Special Issue Information

Dear Colleagues,

It is our pleasure to invite you to this Special Issue that focuses on hydrodynamics in heavy ion physics and also celebrates and invites contributions from the broad range of topics discussed during the first 20 years of the annual Zimányi Winter Schools on Relativistic Heavy Ion Collisions. In collisions of relativistic heavy ions, a new form of matter, the strongly interacting quark–gluon plasma (sQGP) or quark matter is formed due to extremely high temperature, density, and pressure. Ordinary hadrons, leptons, and photons then emerge from the sQGP, and the produced entropy can be measured after the collisions. The sQGP becomes locally thermalized early, and equations of hydro- and thermodynamics can be utilized to describe its time evolution. Perfect fluid hydrodynamics is a theory without dissipation and internal scale, and many successful predictions about the sQGP have emerged from models based on it. Analytic solutions and numerical simulations are both useful in understanding space–time evolution of the system between its initial and final state. Today, dissipative hydrodynamics is also successfully applied to describe the sQGP, and there are interesting developments about the equations of relativistic hydrodynamics at various orders of dissipation. Meanwhile, thermodynamical properties at different stages of this evolution are important for understanding the sQGP.

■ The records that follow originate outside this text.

PR #21395, opened 2026-04-06
flows: add warning message for expired password reset links

bkoragan:
Fixes #21306

## Details

When a user clicks an expired password reset link, the flow executor silently filtered out the expired token (via `ExpiringManager`) and restarted the flow with no explanation, leaving the user confused.

This PR adds a check in `_check_flow_token` to detect expired tokens using `including_expired()` and displays a clear error message: **"This link has expired. Please request a new one."** The expired token is also cleaned up upon detection.

**Changes:**
- `authentik/flows/views/executor.py`: Added `FlowTokenExpiredError` exception, expired token detection in `_check_flow_token`, and error handling in `dispatch`
- `authentik/flows/tests/test_executor.py`: Added `test_expired_flow_token` to verify the warning message and token cleanup

Closes #21306

## Checklist

-   [ x] Local tests pass (`ak test authentik/`)
-   [ x] The code has been formatted (`make lint-fix`)

-   [] The API schema and clients have been updated (`make gen`)

If applicable


bkoragan:
@BeryJu  - would you mind taking a look at this change when you have a chance and letting me know if you have any concerns.

BeryJu:
The downside of this implementation is that it discloses whether a token exists or not. The other issue being that if the token has expired and already been cleaned up from the database, this won't show a helpful error message either.

My idea for fixing this would be an extra flow authentication requirement (require_token), check for that in the flow planner and executor and if the flow has this requirement set but no token is available (either expiry or invalid), it will show an error message stating that.

bkoragan:
> The downside of this implementation is that it discloses whether a token exists or not. The other issue being that if the token has expired and already been cleaned up from the database, this won't show a helpful error message either.
> 
> My idea for fixing this would be an extra flow authentication requirement (require_token), check for that in the flow planner and executor and if the flow has this requirement set but no token is available (either expiry or invalid), it will show an error message stating that.

@BeryJu Thanks for the feedback. You're right on both points — the current implementation leaks token existence via the including_expired() lookup, and tokens that have already been purged by cleanup jobs won't show a helpful message at all.

Here's how I'm planning to implement it:

1. New FlowAuthenticationRequirement.REQUIRE_TOKEN choice alongside REQUIRE_OUTPOST, REQUIRE_REDIRECT, etc.
2. Enforcement in FlowPlanner._check_authentication: If the flow has authentication = REQUIRE_TOKEN and PLAN_CONTEXT_IS_RESTORED is not set in the context, raise FlowNonApplicableException with a generic message: "This link is invalid or has expired. Please request a new one."
This gives us the same error regardless of whether the token was never valid, already expired, or cleaned up from the DB - no information disclosure.
3. Recovery and invite flows that want this behavior would need authentication set to REQUIRE_TOKEN. Should this be the default for new recovery/enrollment flows, or left as opt-in via admin/blueprint config?

Let me know if this aligns with what you had in mind, or if there's anything you'd adjust before I start the implementation.

BeryJu:
@bkoragan for the default, I dont think we should make it default, it generally depends on the flow, some might be used directly by people from just the URL, some might only be used by admins to generate links, some might be used by both

bkoragan:
> @bkoragan for the default, I dont think we should make it default, it generally depends on the flow, some might be used directly by people from just the URL, some might only be used by admins to generate links, some might be used by both

Agreed — the default remains NONE as-is. REQUIRE_TOKEN is opt-in per flow via the admin UI or blueprints. No flow designation automatically gets it, so admins can decide based on their use case (direct URL access vs. generated links vs. both).

bkoragan:
> > @bkoragan for the default, I dont think we should make it default, it generally depends on the flow, some might be used directly by people from just the URL, some might only be used by admins to generate links, some might be used by both
> 
> Agreed — the default remains NONE as-is. REQUIRE_TOKEN is opt-in per flow via the admin UI or blueprints. No flow designation automatically gets it, so admins can decide based on their use case (direct URL access vs. generated links vs. both).

@BeryJu  I've incorporated your review comments/approach. Please review and share if any feedback. Thanks

bkoragan:
> > > @bkoragan for the default, I dont think we should make it default, it generally depends on the flow, some might be used directly by people from just the URL, some might only be used by admins to generate links, some might be used by both
> > 
> > 
> > Agreed — the default remains NONE as-is. REQUIRE_TOKEN is opt-in per flow via the admin UI or blueprints. No flow designation automatically gets it, so admins can decide based on their use case (direct URL access vs. generated links vs. both).
> 
> @BeryJu I've incorporated your review comments/approach. Please review and share if any feedback. Thanks

@BeryJu please have a review when you get a chance and add other reviewers as required. Thanks

BeryJu (approved):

One of the main aims of this Special Issue is to encourage interaction between the theoretical and experimental community, so we invite experimental results written up for theorists and we invite theoretical results that have measurable consequences in the spirit of “calculating to measure and measuring to clarify”, one of the traditions of the first 20 years of the Zimányi Schools.

Finally, we also plan to introduce and test a new, donation-based funding scheme for this Special Volume. First of all, your main contribution is expected to be a high-quality paper, which will undergo rigorous and anonymous refereeing. If the paper is accepted, we will ask for a donation, to support open access publication policy. The amount of donation can be larger or smaller than the cost of publishing your paper in this journal. If you have the means, please consider donating as much as reasonably possible on your side: this will support the costs of excellent publications of students or colleagues with modest means. Our aim is to allow for excellent student contributions to be published without the required processing charges, but this will only be possible if senior professionals join this initiative and offer generous donations. We have already started this process, but its success will depend on your contributions, decisions, and generosity.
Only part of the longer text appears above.